Which lines below contain the word "atomics"? Copy each of them.

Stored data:
☆ ☆ ☆ ☆

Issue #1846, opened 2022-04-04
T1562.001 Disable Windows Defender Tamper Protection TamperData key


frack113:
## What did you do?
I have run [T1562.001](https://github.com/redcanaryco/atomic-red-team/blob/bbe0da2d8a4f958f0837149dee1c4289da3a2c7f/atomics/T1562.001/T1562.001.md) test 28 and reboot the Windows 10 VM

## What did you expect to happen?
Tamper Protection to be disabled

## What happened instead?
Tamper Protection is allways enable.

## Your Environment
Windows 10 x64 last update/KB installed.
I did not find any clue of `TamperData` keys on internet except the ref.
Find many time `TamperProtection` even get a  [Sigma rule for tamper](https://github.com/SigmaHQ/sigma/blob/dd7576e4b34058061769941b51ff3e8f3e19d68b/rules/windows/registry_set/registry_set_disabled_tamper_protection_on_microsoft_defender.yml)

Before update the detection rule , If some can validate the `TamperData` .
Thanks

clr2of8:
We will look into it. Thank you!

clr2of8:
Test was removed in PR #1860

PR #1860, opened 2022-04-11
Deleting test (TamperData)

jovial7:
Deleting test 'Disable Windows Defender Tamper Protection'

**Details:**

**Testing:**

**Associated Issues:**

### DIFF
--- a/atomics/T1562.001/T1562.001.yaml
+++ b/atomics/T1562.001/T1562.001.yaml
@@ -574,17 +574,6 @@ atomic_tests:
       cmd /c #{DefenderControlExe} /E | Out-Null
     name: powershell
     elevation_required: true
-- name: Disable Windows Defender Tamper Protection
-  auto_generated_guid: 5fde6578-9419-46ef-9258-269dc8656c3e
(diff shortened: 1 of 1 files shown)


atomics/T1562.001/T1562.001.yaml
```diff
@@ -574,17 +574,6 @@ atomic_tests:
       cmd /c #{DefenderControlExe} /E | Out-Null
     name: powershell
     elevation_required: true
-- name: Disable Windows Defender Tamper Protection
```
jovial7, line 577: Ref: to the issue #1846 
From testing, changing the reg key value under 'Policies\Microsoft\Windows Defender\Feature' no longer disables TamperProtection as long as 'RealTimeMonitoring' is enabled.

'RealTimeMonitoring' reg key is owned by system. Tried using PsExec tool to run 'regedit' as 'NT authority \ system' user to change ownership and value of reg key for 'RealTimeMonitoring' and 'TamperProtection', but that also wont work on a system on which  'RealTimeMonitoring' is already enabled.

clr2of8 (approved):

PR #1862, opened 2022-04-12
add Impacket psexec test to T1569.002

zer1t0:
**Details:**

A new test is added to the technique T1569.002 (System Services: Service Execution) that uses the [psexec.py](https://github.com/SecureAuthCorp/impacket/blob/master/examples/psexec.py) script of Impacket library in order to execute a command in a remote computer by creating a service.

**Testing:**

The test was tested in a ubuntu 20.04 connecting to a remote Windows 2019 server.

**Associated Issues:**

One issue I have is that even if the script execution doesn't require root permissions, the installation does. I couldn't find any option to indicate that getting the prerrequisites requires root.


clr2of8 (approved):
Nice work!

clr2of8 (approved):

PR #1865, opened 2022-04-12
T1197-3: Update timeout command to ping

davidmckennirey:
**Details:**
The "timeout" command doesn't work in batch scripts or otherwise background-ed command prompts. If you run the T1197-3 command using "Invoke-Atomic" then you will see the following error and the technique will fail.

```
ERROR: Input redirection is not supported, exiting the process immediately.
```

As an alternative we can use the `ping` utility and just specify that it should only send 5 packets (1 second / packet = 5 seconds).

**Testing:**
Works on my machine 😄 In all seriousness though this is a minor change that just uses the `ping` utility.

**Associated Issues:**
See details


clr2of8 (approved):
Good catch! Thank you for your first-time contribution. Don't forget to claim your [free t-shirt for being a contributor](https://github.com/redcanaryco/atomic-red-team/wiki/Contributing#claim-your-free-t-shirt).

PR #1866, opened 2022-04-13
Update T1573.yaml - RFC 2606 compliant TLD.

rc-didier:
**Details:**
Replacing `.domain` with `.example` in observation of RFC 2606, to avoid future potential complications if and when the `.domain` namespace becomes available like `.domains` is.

☆ ☆ ☆ ☆

> _Answer for this exercise_:
I have run [T1562.001](https://github.com/redcanaryco/atomic-red-team/blob/bbe0da2d8a4f958f0837149dee1c4289da3a2c7f/atomics/T1562.001/T1562.001.md) test 28 and reboot the Windows 10 VM
--- a/atomics/T1562.001/T1562.001.yaml
+++ b/atomics/T1562.001/T1562.001.yaml
atomics/T1562.001/T1562.001.yaml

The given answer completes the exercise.